在下面的代码中,我知道我的naivebayes分类器工作正常,因为它在trainset1上正常工作,但为什么它不能在trainset2上工作?我甚至尝试过两个分类器,一个来自TextBlob,另一个来自nltk。

"Total Amount"

输出:

from textblob.classifiers import NaiveBayesClassifier
from textblob import TextBlob
from nltk.tokenize import word_tokenize
import nltk

trainset1 = [('I love this sandwich.', 'pos'),
('This is an amazing place!', 'pos'),
('I feel very good about these beers.', 'pos'),
('This is my best work.', 'pos'),
("What an awesome view", 'pos'),
('I do not like this restaurant', 'neg'),
('I am tired of this stuff.', 'neg'),
("I can't deal with this", 'neg'),
('He is my sworn enemy!', 'neg'),
('My boss is horrible.', 'neg')]

trainset2 = [('hide all brazil and everything plan limps to anniversary inflation plan initiallyis limping its first anniversary amid soaring prices', 'class1'),
         ('hello i was there and no one came', 'class2'),
         ('all negative terms like sad angry etc', 'class2')]
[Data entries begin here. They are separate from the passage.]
PR #3630, opened 2021-08-29
Expose Outer and Inner Radii to the Lua API in the weaponclass type

Kiloku:
This allows scripters to have a little more data to work with. I used it to predict which ships are in range of an Infyrno missile, as a proof of concept for 0rp3u5's [request on HLP](https://www.hard-light.net/forums/index.php?topic=96194.0).


Goober5000 (approved):
Looks good.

def nltk_naivebayes(trainset, test_sentence):
    all_words = set(word.lower() for passage in trainset for word in word_tokenize(passage[0]))
    t = [({word: (word in word_tokenize(x[0])) for word in all_words}, x[1]) for x in trainset]
    classifier = nltk.NaiveBayesClassifier.train(t)
    test_sent_features = {word.lower(): (word in word_tokenize(test_sentence.lower())) for word in all_words}
    return classifier.classify(test_sent_features)

def textblob_naivebayes(trainset, test_sentence):
    cl = NaiveBayesClassifier(trainset)
    blob = TextBlob(test_sentence,classifier=cl)
    return blob.classify() 

test_sentence1 = "he is my horrible enemy"
test_sentence2 = "inflation soaring limps to anniversary"

print nltk_naivebayes(trainset1, test_sentence1)
print nltk_naivebayes(trainset2, test_sentence2)
print textblob_naivebayes(trainset1, test_sentence1)
print textblob_naivebayes(trainset2, test_sentence2)

虽然test_sentence2显然属于class1。

1 个答案:

答案 0 :(得分:4)

我会假设你理解你不能指望分类器只用3个例子来学习一个好的模型,而你的问题更多的是要理解为什么它在这个特定的例子中做到了。

这样做的可能原因是朴素贝叶斯分类器使用先前的类概率。也就是说,无论文本如何,neg与pos的概率。在你的情况下,2/3的例子是否定的,因此对于neg,先验为66%,对于pos为33%。单个正面实例中的积极词汇是“周年纪念日”和“飙升”,这不足以弥补这个先前的阶级概率。

特别要注意,单词概率的计算涉及各种“平滑”功能(例如,每个类中的log10(Term Frequency + 1),而不是log10(Term Frequency),以防止低频词到分类结果影响太大,除以零等等。因此,“周年纪念”和“飙升”的概率对于负值不是0.0而对于pos而言是1.0,与您可能预期的不同。